PR #697, opened 2019-10-11
Dataflash_logger: add setting to automatically rotate logs on disarm

RickReeser:
This will make the dataflash-over-mavlink module automatically rotate logs when the vehicle disarms if the ArduPilot parameter `LOG_FILE_DSRMROT` is set. Tested with ArduCopter 3.6.9.

My change is pretty naive, so let me know if there's a smarter way to do this.

### DIFF
--- a/MAVProxy/modules/mavproxy_dataflash_logger.py
+++ b/MAVProxy/modules/mavproxy_dataflash_logger.py
@@ -222,7 +222,7 @@ class dataflash_logger(mp_module.MPModule):
             self.armed = isarmed
             dsrmrot = self.get_mav_param('LOG_FILE_DSRMROT', 0)
             if not self.armed and dsrmrot == 1:
-                self.rotate_log()          
+                self.rotate_log()
                 
         if self.log_settings.verbose:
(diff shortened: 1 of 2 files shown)


peterbarker:
I do like the idea of having the option of rotating these logs on disarm, but perhaps this would be better done as a setting within the dataflash_logger module within mavproxy?

So

`dataflash_logger set rotate_on_disarm True`

I don't think there's a good reason to reuse the on-board configuration.

RickReeser:
Yeah, I was waffling between using the FC param or a module setting. Module setting is better. Changed and committed.

peterbarker:
@RickReeser Looks good, except for the commit list.  Could you squash the commits together into a singlet commit with a message starting with, "dataflash_logger: ", please?

RickReeser:
Can you merge-n-squash? Won't have access to terminal for a while, and I can't squash with the browser.

peterbarker:
@RickReeser rebased, squash, fixed minor whitespace issue, added good commit message and pushed in - thanks!

PR #708, opened 2019-12-01
mavproxy_link: understand statustext.moretext

peterbarker:


meee1:
what is the purpose of mavlink_statustext_long_t then?

peterbarker:
On Sun, 1 Dec 2019, Michael Oborne wrote:

> what is the purpose of mavlink_statustext_long_t then?

Same thing.  It's mavlink2 only, 'though.

Sensibly we can only emit one message (STATUSTEXT_LONG or STATUSTEXT) per 
link.  Extending STATUSTEXT means the GCSs that haven't gotten around to 
implementing the extension still get the base text.

The ArduPilot side is marked as WIP and RFC, so if you think this is a bad 
idea, please say so.  It was just easier to explain in code....

peterbarker:
Closing in favour of https://github.com/ArduPilot/ardupilot/pull/13039

PR #711, opened 2019-12-05
MAVFlightView: Increase number of decimals in Lat/Lon and Distance Measurements

jmachuca77:
This PR increases the number of decimals in the lat/lon coordinate labels as well as adding more decimals to the distance measurement on the map plot. This allows for precise measurements for checking RTK navigation accuracy


peterbarker:
Merged, thanks!

PR #713, opened 2019-12-09
mavproxy_link: add statustext chunk amalgamation

peterbarker:
demonstration code for reassembling long statustext messages to go along with ArduPilot PR

https://github.com/ArduPilot/ardupilot/pull/13010


peterbarker:
We decided to go with the other implementation of this.

PR #717, opened 2019-12-10
fixes failed import of rtcm3 module

petergerten:


MAVProxy/modules/lib/ntrip.py
```diff
@@ -10,7 +10,7 @@
 import base64
 import time
 import errno
-import rtcm3
+from . import rtcm3
```
tridge, line 13: I don't think this works with py3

### Exercise details:
Copy every entry exactly; no part may be left out.

### Answer area:
PR #697, opened 2019-10-11
Dataflash_logger: add setting to automatically rotate logs on disarm

RickReeser:
This will make the dataflash-over-mavlink module automatically rotate logs when the vehicle disarms if the ArduPilot parameter `LOG_FILE_DSRMROT` is set. Tested with ArduCopter 3.6.9.

My change is pretty naive, so let me know if there's a smarter way to do this.

### DIFF
--- a/MAVProxy/modules/mavproxy_dataflash_logger.py
+++ b/MAVProxy/modules/mavproxy_dataflash_logger.py
@@ -222,7 +222,7 @@ class dataflash_logger(mp_module.MPModule):
             self.armed = isarmed
             dsrmrot = self.get_mav_param('LOG_FILE_DSRMROT', 0)
             if not self.armed and dsrmrot == 1:
-                self.rotate_log()          
+                self.rotate_log()
                 
         if self.log_settings.verbose:
(diff shortened: 1 of 2 files shown)


peterbarker:
I do like the idea of having the option of rotating these logs on disarm, but perhaps this would be better done as a setting within the dataflash_logger module within mavproxy?

So

`dataflash_logger set rotate_on_disarm True`

I don't think there's a good reason to reuse the on-board configuration.

RickReeser:
Yeah, I was waffling between using the FC param or a module setting. Module setting is better. Changed and committed.

peterbarker:
@RickReeser Looks good, except for the commit list.  Could you squash the commits together into a singlet commit with a message starting with, "dataflash_logger: ", please?

RickReeser:
Can you merge-n-squash? Won't have access to terminal for a while, and I can't squash with the browser.

peterbarker:
@RickReeser rebased, squash, fixed minor whitespace issue, added good commit message and pushed in - thanks!

PR #708, opened 2019-12-01
mavproxy_link: understand statustext.moretext

peterbarker:


meee1:
what is the purpose of mavlink_statustext_long_t then?

peterbarker:
On Sun, 1 Dec 2019, Michael Oborne wrote:

> what is the purpose of mavlink_statustext_long_t then?

Same thing.  It's mavlink2 only, 'though.

Sensibly we can only emit one message (STATUSTEXT_LONG or STATUSTEXT) per 
link.  Extending STATUSTEXT means the GCSs that haven't gotten around to 
implementing the extension still get the base text.

The ArduPilot side is marked as WIP and RFC, so if you think this is a bad 
idea, please say so.  It was just easier to explain in code....

peterbarker:
Closing in favour of https://github.com/ArduPilot/ardupilot/pull/13039

PR #711, opened 2019-12-05
MAVFlightView: Increase number of decimals in Lat/Lon and Distance Measurements

jmachuca77:
This PR increases the number of decimals in the lat/lon coordinate labels as well as adding more decimals to the distance measurement on the map plot. This allows for precise measurements for checking RTK navigation accuracy


peterbarker:
Merged, thanks!

PR #713, opened 2019-12-09
mavproxy_link: add statustext chunk amalgamation

peterbarker:
demonstration code for reassembling long statustext messages to go along with ArduPilot PR

https://github.com/ArduPilot/ardupilot/pull/13010


peterbarker:
We decided to go with the other implementation of this.

PR #717, opened 2019-12-10
fixes failed import of rtcm3 module

petergerten:


MAVProxy/modules/lib/ntrip.py
```diff
@@ -10,7 +10,7 @@
 import base64
 import time
 import errno
-import rtcm3
+from . import rtcm3
```
tridge, line 13: I don't think this works with py3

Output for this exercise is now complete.